*** Records for the task ***
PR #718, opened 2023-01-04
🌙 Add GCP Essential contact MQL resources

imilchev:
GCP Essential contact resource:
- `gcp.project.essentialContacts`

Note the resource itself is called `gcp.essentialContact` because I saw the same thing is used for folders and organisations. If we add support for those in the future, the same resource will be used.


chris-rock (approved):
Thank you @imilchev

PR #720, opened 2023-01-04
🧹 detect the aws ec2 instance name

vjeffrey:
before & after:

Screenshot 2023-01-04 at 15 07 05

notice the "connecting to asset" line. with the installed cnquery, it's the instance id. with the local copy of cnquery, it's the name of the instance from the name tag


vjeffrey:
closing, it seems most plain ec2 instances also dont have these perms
*** End of Records for the task ***
*** Records for the task ***
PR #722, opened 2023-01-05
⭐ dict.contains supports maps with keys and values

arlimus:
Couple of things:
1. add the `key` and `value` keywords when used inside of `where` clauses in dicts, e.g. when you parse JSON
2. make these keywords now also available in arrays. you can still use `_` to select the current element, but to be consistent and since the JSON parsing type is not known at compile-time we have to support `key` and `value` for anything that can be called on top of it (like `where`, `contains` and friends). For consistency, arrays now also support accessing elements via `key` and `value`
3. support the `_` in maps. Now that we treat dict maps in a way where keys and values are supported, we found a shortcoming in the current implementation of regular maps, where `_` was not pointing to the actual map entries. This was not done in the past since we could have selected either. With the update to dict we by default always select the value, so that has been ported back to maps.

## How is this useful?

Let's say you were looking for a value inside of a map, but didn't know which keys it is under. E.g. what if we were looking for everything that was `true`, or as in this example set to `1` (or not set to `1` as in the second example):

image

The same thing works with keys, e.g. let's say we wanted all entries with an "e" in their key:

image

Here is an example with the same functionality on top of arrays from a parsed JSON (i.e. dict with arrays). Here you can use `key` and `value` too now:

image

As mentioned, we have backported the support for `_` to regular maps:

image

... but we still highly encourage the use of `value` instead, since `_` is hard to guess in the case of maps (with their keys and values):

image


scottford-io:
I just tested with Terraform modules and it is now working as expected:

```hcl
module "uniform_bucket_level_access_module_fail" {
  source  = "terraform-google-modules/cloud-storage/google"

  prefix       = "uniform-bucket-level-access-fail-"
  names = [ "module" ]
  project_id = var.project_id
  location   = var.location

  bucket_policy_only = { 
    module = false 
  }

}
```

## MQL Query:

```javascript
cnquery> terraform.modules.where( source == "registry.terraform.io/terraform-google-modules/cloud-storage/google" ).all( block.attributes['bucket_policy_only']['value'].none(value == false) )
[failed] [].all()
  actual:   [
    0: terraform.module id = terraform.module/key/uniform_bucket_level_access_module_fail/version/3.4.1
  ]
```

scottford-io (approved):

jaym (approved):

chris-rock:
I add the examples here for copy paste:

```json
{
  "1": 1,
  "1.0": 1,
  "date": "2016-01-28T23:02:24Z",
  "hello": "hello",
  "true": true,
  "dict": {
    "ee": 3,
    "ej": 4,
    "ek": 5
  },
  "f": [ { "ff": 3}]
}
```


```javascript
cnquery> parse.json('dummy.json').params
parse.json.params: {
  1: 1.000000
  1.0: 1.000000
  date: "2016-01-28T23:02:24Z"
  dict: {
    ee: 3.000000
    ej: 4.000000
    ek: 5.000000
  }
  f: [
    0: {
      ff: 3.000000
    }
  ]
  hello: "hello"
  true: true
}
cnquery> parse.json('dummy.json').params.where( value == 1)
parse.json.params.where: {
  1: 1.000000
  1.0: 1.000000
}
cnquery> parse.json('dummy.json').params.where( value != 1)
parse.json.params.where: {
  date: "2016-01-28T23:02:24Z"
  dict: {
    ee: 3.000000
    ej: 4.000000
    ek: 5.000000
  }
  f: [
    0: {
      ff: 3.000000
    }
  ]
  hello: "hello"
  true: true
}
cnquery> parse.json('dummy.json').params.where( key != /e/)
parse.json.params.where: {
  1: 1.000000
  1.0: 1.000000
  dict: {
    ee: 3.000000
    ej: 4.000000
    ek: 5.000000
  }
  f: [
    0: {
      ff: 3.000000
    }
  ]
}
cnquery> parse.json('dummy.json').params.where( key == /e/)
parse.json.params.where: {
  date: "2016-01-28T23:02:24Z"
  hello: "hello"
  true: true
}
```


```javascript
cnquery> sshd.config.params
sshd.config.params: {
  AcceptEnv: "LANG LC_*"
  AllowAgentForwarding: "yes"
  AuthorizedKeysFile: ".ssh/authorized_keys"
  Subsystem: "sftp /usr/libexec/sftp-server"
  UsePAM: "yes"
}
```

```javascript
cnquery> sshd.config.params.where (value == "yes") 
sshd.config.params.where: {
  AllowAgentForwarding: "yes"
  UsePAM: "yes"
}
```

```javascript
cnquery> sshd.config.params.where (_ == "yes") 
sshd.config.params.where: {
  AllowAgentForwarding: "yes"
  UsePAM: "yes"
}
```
*** End of Records for the task ***
Work task -> Lines above with the string "their" need to be found and copied.

Response to this exercise ->
The same thing works with keys, e.g. let's say we wanted all entries with an "e" in their key:
... but we still highly encourage the use of `value` instead, since `_` is hard to guess in the case of maps (with their keys and values):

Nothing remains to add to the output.